The entries must be restated exactly as written.

^^^^^^^^

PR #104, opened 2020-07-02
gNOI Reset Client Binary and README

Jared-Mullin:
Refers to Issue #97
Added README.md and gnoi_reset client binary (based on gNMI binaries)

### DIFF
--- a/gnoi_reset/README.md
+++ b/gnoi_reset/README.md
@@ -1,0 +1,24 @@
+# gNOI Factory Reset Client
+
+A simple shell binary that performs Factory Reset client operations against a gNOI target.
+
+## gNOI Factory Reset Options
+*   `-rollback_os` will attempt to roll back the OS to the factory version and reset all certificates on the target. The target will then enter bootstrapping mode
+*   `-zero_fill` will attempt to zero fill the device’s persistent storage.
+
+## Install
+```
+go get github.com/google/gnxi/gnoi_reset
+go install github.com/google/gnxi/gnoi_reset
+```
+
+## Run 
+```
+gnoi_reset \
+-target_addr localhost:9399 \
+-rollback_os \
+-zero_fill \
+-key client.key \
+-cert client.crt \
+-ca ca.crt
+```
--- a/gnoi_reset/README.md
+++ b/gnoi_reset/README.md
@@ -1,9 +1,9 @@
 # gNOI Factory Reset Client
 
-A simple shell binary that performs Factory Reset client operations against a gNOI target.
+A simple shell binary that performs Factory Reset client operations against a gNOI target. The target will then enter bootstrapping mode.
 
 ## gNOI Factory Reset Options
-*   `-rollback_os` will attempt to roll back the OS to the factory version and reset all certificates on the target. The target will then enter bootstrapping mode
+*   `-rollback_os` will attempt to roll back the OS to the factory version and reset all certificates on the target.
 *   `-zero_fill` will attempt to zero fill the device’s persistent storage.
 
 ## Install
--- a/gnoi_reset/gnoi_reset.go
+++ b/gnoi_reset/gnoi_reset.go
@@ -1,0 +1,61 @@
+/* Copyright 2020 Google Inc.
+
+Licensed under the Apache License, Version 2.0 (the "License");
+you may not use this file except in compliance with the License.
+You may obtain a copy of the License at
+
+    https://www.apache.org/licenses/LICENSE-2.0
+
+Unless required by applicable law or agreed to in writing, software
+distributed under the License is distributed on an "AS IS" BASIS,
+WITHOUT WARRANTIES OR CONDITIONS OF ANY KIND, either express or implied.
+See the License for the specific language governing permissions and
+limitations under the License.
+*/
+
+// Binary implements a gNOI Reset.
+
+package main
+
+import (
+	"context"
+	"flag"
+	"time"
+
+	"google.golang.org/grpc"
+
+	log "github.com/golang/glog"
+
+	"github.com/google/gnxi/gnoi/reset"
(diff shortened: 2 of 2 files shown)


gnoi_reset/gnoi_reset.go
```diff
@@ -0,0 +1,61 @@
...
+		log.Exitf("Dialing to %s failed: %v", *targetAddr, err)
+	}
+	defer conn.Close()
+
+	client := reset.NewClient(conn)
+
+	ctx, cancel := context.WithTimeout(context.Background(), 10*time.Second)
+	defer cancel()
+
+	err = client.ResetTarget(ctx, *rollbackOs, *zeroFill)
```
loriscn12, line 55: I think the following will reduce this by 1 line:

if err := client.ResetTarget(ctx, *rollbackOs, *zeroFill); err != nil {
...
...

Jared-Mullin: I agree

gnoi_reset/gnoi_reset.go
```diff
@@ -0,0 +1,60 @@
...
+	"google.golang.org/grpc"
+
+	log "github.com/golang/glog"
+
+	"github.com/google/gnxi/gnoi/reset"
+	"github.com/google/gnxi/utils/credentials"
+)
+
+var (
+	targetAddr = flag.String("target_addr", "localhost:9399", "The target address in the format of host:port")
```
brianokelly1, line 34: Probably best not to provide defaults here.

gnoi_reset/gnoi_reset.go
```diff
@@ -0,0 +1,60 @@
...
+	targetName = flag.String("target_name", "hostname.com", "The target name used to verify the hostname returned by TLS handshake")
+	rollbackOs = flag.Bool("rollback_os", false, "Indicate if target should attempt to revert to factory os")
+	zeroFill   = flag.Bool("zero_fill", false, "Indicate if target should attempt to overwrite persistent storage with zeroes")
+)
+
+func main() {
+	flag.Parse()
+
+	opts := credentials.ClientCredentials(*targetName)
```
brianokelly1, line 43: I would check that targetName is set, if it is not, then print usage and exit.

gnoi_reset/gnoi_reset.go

^^^^^^^^

Result of this exercise:
PR #104, opened 2020-07-02
gNOI Reset Client Binary and README

Jared-Mullin:
Refers to Issue #97
Added README.md and gnoi_reset client binary (based on gNMI binaries)

### DIFF
--- a/gnoi_reset/README.md
+++ b/gnoi_reset/README.md
@@ -1,0 +1,24 @@
+# gNOI Factory Reset Client
+
+A simple shell binary that performs Factory Reset client operations against a gNOI target.
+
+## gNOI Factory Reset Options
+*   `-rollback_os` will attempt to roll back the OS to the factory version and reset all certificates on the target. The target will then enter bootstrapping mode
+*   `-zero_fill` will attempt to zero fill the device’s persistent storage.
+
+## Install
+```
+go get github.com/google/gnxi/gnoi_reset
+go install github.com/google/gnxi/gnoi_reset
+```
+
+## Run 
+```
+gnoi_reset \
+-target_addr localhost:9399 \
+-rollback_os \
+-zero_fill \
+-key client.key \
+-cert client.crt \
+-ca ca.crt
+```
--- a/gnoi_reset/README.md
+++ b/gnoi_reset/README.md
@@ -1,9 +1,9 @@
 # gNOI Factory Reset Client
 
-A simple shell binary that performs Factory Reset client operations against a gNOI target.
+A simple shell binary that performs Factory Reset client operations against a gNOI target. The target will then enter bootstrapping mode.
 
 ## gNOI Factory Reset Options
-*   `-rollback_os` will attempt to roll back the OS to the factory version and reset all certificates on the target. The target will then enter bootstrapping mode
+*   `-rollback_os` will attempt to roll back the OS to the factory version and reset all certificates on the target.
 *   `-zero_fill` will attempt to zero fill the device’s persistent storage.
 
 ## Install
--- a/gnoi_reset/gnoi_reset.go
+++ b/gnoi_reset/gnoi_reset.go
@@ -1,0 +1,61 @@
+/* Copyright 2020 Google Inc.
+
+Licensed under the Apache License, Version 2.0 (the "License");
+you may not use this file except in compliance with the License.
+You may obtain a copy of the License at
+
+    https://www.apache.org/licenses/LICENSE-2.0
+
+Unless required by applicable law or agreed to in writing, software
+distributed under the License is distributed on an "AS IS" BASIS,
+WITHOUT WARRANTIES OR CONDITIONS OF ANY KIND, either express or implied.
+See the License for the specific language governing permissions and
+limitations under the License.
+*/
+
+// Binary implements a gNOI Reset.
+
+package main
+
+import (
+	"context"
+	"flag"
+	"time"
+
+	"google.golang.org/grpc"
+
+	log "github.com/golang/glog"
+
+	"github.com/google/gnxi/gnoi/reset"
(diff shortened: 2 of 2 files shown)


gnoi_reset/gnoi_reset.go
```diff
@@ -0,0 +1,61 @@
...
+		log.Exitf("Dialing to %s failed: %v", *targetAddr, err)
+	}
+	defer conn.Close()
+
+	client := reset.NewClient(conn)
+
+	ctx, cancel := context.WithTimeout(context.Background(), 10*time.Second)
+	defer cancel()
+
+	err = client.ResetTarget(ctx, *rollbackOs, *zeroFill)
```
loriscn12, line 55: I think the following will reduce this by 1 line:

if err := client.ResetTarget(ctx, *rollbackOs, *zeroFill); err != nil {
...
...

Jared-Mullin: I agree

gnoi_reset/gnoi_reset.go
```diff
@@ -0,0 +1,60 @@
...
+	"google.golang.org/grpc"
+
+	log "github.com/golang/glog"
+
+	"github.com/google/gnxi/gnoi/reset"
+	"github.com/google/gnxi/utils/credentials"
+)
+
+var (
+	targetAddr = flag.String("target_addr", "localhost:9399", "The target address in the format of host:port")
```
brianokelly1, line 34: Probably best not to provide defaults here.

gnoi_reset/gnoi_reset.go
```diff
@@ -0,0 +1,60 @@
...
+	targetName = flag.String("target_name", "hostname.com", "The target name used to verify the hostname returned by TLS handshake")
+	rollbackOs = flag.Bool("rollback_os", false, "Indicate if target should attempt to revert to factory os")
+	zeroFill   = flag.Bool("zero_fill", false, "Indicate if target should attempt to overwrite persistent storage with zeroes")
+)
+
+func main() {
+	flag.Parse()
+
+	opts := credentials.ClientCredentials(*targetName)
```
brianokelly1, line 43: I would check that targetName is set, if it is not, then print usage and exit.

gnoi_reset/gnoi_reset.go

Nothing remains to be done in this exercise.